What to do:
Tally the lines in the following entries that include the word "computed"; state only the total.

Information shown:
PR #384, opened 2026-06-16
Support books for AI discussion questions

brian-norman:
## What

The AI discussion-questions feature was hardcoded for movies. This teaches it about book works, reusing the existing book data model end-to-end — **no schema migration needed** (`WorkType.book`, `book_details`, `book_authors` already exist).

A book club viewing a book review now gets book-appropriate prompts (resolved server-side from the work's title, author(s), and first-publish year), and the "couldn't recognize this ___" fallback reads naturally for books.

## How

Three backend seams + the UI string:

- **`gemini.ts`** — replaced the `(title, releaseYear)` signature with a discriminated union `DiscussionWork = MovieWork | BookWork`. The movie prompt is **byte-for-byte unchanged**; the book variant mirrors its structure (depth ordering, debate framing, succinctness, "return 0 if unrecognized" guard) with book-specific language and a `"Title" by Author (Year)` label.
- **`WorkRepository.getDiscussionContext`** — left-joins `book_details` (`first_publish_year`) and an `authors_agg` CTE (array-aggregating `book_authors`, same pattern `bookProvider` already uses), and selects `work.type` so the handler can branch. The two detail joins are safe because TMDB and OpenLibrary id namespaces are disjoint; `work.type` is the authoritative tiebreaker.
- **`reviews.ts`** — maps the resolved row to the correct `DiscussionWork` variant. Title/metadata stay server-resolved, so the prompt still can't be poisoned by client input.
- **`DiscussionQuestions.vue` / `WorkDetailsContent.vue`** — the one movie-specific UI string now interpolates a `mediaNoun` prop, derived from the same `bookData`/`movieData` split the component already uses.

## Notes

- The discriminated union makes the mapping type-safe: TS forces book fields when `type: "book"`, so a book can't fall through to a movie prompt.
- Requires `GEMINI_API_KEY` (Netlify-console secret), same as the existing movie path — unchanged.

## Testing

- `npm run type-check` — clean
- `npm run lint` — clean
- `npm test` — 106 passed (10 files)

### DIFF
--- a/netlify/functions/repositories/WorkRepository.ts
+++ b/netlify/functions/repositories/WorkRepository.ts
@@ -72,16 +72,36 @@ class WorkRepository {
   }
 
   async getDiscussionContext(clubId: string, workId: string) {
+    // A work is either a movie or a book, so only one detail join matches.
+    // External-id namespaces differ (TMDB ids vs OpenLibrary keys), so the
+    // two detail tables can't cross-match; `work.type` disambiguates anyway.
     return db
+      .with("authors_agg", (qb) =>
+        qb
+          .selectFrom("book_authors")
+          .select([
+            "external_id",
+            db.fn.agg<string[]>("array_agg", ["author_name"]).as("authors"),
+          ])
+          .groupBy("external_id"),
+      )
       .selectFrom("work")
       .leftJoin(
         "movie_details",
         "movie_details.external_id",
         "work.external_id",
       )
+      .leftJoin("book_details", "book_details.external_id", "work.external_id")
+      .leftJoin("authors_agg", "authors_agg.external_id", "work.external_id")
       .where("work.id", "=", workId)
       .where("work.club_id", "=", clubId)
-      .select(["work.title", "movie_details.release_date"])
+      .select([
+        "work.title",
+        "work.type",
+        "movie_details.release_date",
+        "book_details.first_publish_year",
+        "authors_agg.authors",
+      ])
       .executeTakeFirst();
   }
 
--- a/netlify/functions/repositories/WorkRepository.ts
+++ b/netlify/functions/repositories/WorkRepository.ts
@@ -71,37 +71,12 @@ class WorkRepository {
     return insertedWork;
   }
 
-  async getDiscussionContext(clubId: string, workId: string) {
-    // A work is either a movie or a book, so only one detail join matches.
-    // External-id namespaces differ (TMDB ids vs OpenLibrary keys), so the
-    // two detail tables can't cross-match; `work.type` disambiguates anyway.
+  async getById(clubId: string, workId: string) {
     return db
-      .with("authors_agg", (qb) =>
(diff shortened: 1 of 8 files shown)


netlify/functions/repositories/WorkRepository.ts
```diff
@@ -72,16 +72,36 @@ class WorkRepository {
   }
 
   async getDiscussionContext(clubId: string, workId: string) {
+    // A work is either a movie or a book, so only one detail join matches.
```
cole-adams: We should bake the type-specific parts of this query into the work providers. I don't want this query to grow as we add more types. This is the only query in this repo to reference the types, so thinking we can remove it

netlify/functions/utils/gemini.ts
cole-adams, line 1: I'm not a fan that the discussion feature is so coupled with a generic "gemini" util. Why don't we pull out the prompt into the work provider, then this can stay super generic, just the LLM interface

src/features/reviews/components/WorkDetailsContent.vue
```diff
@@ -485,6 +487,11 @@ const cancelDateEdit = () => {
 
 const movieData = computed(() => asMovie(props.movie.original.externalData));
 const bookData = computed(() => asBook(props.movie.original.externalData));
+// Drives book/movie wording in child components (e.g. the discussion-questions
+// "couldn't recognize this ___" message). Mirrors the movieData/bookData split.
+const mediaNoun = computed<"movie" | "book">(() =>
+  isDefined(bookData.value) ? "book" : "movie",
```
cole-adams: We have a frontend service for this. Use that instead

cole-adams (changes requested):

netlify/functions/repositories/WorkRepository.ts
brian-norman: Done in 22503fb — `getDiscussionContext` is gone. The repo now has only a generic `getById` (title, type, external_id), and each provider queries its own detail tables inside its new `getDiscussionPrompt` method.

netlify/functions/utils/gemini.ts
brian-norman: Done in 22503fb — the prompts now live in `movieProvider`/`bookProvider` via a new `MediaProvider.getDiscussionPrompt`. `gemini.ts` is reduced to a generic `generateJson(prompt, responseSchema, zod schema)` with no knowledge of the discussion feature or work types.

src/features/reviews/components/WorkDetailsContent.vue
brian-norman: Done in 22503fb — now uses the club from `useClub` (already loaded in this component) with `clubTypeConfig(club.type).noun` from the club-type registry, same as ReviewView does, instead of sniffing `externalData`.

cole-adams (approved):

Answer section:
3